Думанов увидел сквозь мокрое стекло, как он небрежно отмахнулся от носильщика и, величественно подняв голову, прошествовал к выходу. И только сейчас он почувствовал, как надоел ему своей болтовней назойливый пассажир. Только бы в Выборге еще кого-нибудь не подсадили бы в купе!
Но здесь никто не садился. Когда поезд тронулся, Думанов взял с диванчика брошенную попутчиком газету, чтобы свернуть ее, но тут взгляд его машинально выхватил из текста слово: «забастовка». Наверное, обычный читатель «Нового времени» скользнул бы по этому слову равнодушными глазами. Но для рабочего, уже не раз познавшего на своей шкуре все то, что связано с забастовкой, — и испуганные, мятущиеся взгляды жен, и впавшие щеки день ото дня недоедающих детей, и тревожные мысли по ночам, бесцеремонные набеги полиции на рабочие кварталы, и ожоги от казацкой нагайки, — это слово наполнялось особым смыслом.
Рабочие, как правило, бойкотировали «Новое время», не покупали и не читали. Но на этот раз Думанов развернул газету. Корреспонденты с мест сообщали — в Луганске забастовали рабочие заводов Гартмана и Патронного, в Нижнем Новгороде — рабочие Сормовского, под Москвой — рабочие Коломенского. Все стачки, как одна, были связаны с недавними событиями на Ленских приисках, люди требовали наказания виновных в кровавом расстреле, они знали, что в далеком Бодайбо как ни в чем не бывало разгуливал на свободе, занимался привычными делами фатоватый жандармский ротмистр — прямой виновник массового убийства. Газета сообщала, что Трещенков занимается обысками рабочих и политических ссыльных, производит аресты. Правительство демонстративно не трогало жандарма-убийцу, и это вызывало боль и ненависть у рабочих. И эти же боль и ненависть переполняли сейчас сердце Думанова.
Газетные заметки вновь заставили его задуматься о поручении, с которым он ехал в столицу, и снова груз чудовищной ответственности навалился на него.
Толстяка, ехавшего с Думановым в одном купе и сошедшего в Выборге, по-видимому, хорошо знали здесь. С ним, приподняв фуражку, почтительно поздоровался носильщик на перроне, ему благосклонно кивнул железнодорожный жандарм в станционном зале, а портье небольшой гостиницы близ привокзальной площади встретил его радушной улыбкой, назвал по имени-отчеству — Поликарп Нилыч, отвел приличный и недорогой номер с окнами, выходившими на тихий дворик.
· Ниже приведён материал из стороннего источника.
PR #110, opened 2020-01-16
CORSIKA time fix and fcl file for production

soleti:
I added the CORSIKA GenID to the GenerateCosmicTimes module and I updated the FCL files needed for production.

### DIFF
--- a/Sources/inc/CosmicCORSIKA.hh
+++ b/Sources/inc/CosmicCORSIKA.hh
@@ -229,9 +229,9 @@ namespace mu2e {
 
       GlobalConstantsHandle<ParticleDataTable> pdt;
 
-      const float _GeV2MeV = CLHEP::GeV / CLHEP::MeV;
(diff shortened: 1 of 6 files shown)


Sources/inc/CosmicCORSIKA.hh
```diff
@@ -231,6 +231,7 @@ namespace mu2e {
 
       const float _GeV2MeV = CLHEP::GeV / CLHEP::MeV;
       const float _cm2mm = CLHEP::cm / CLHEP::mm;
+      const float _ns2s = CLHEP::ns / CLHEP::s;
```
kutschke: Please make these:

 static constexpr float

I just checked that the CLHEP definitions are constexpr so this will work. 

In this case it's not very important ( I bet you only ever make on CosmicCORSIKA object per job) - so you are not really wasting memory.   I am just getting it on the radar for when it is important.

soleti: FIxed, thanks.

PR #120, opened 2020-01-23
Put back unused schema till readback problem is understood

brownd1978:


kutschke:
I will pull this - I hope we can take it out again soon.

Служащего компании «Зингер» ценили и за его положение, и за щедрые чаевые.
Что-что, а денежки у него всегда водились. Его знакомые не подозревали даже, что черпает он их сразу из трех источников. Официальное содержание он получал в отделении фирмы, расположенном в Петербурге на Невском. Кроме того, он получал разовые суммы из германского посольства от лиц, с которыми встречался тайком и которым сообщал кое-какие сведения о русских военных кораблях, почерпнутые в общении с женами морских офицеров, с домашней прислугой, с портовыми служащими. С год назад к двум источникам дохода прибавился еще один. Как-то раз в Гельсингфорсе с ним будто бы случайно встретился в ресторане одетый в штатское платье жандармский ротмистр и предложил сообщать ему регулярно об услышанных среди обывателей разговорах, затрагивающих политическое положение, о встреченных во время поездок подозрительных людях.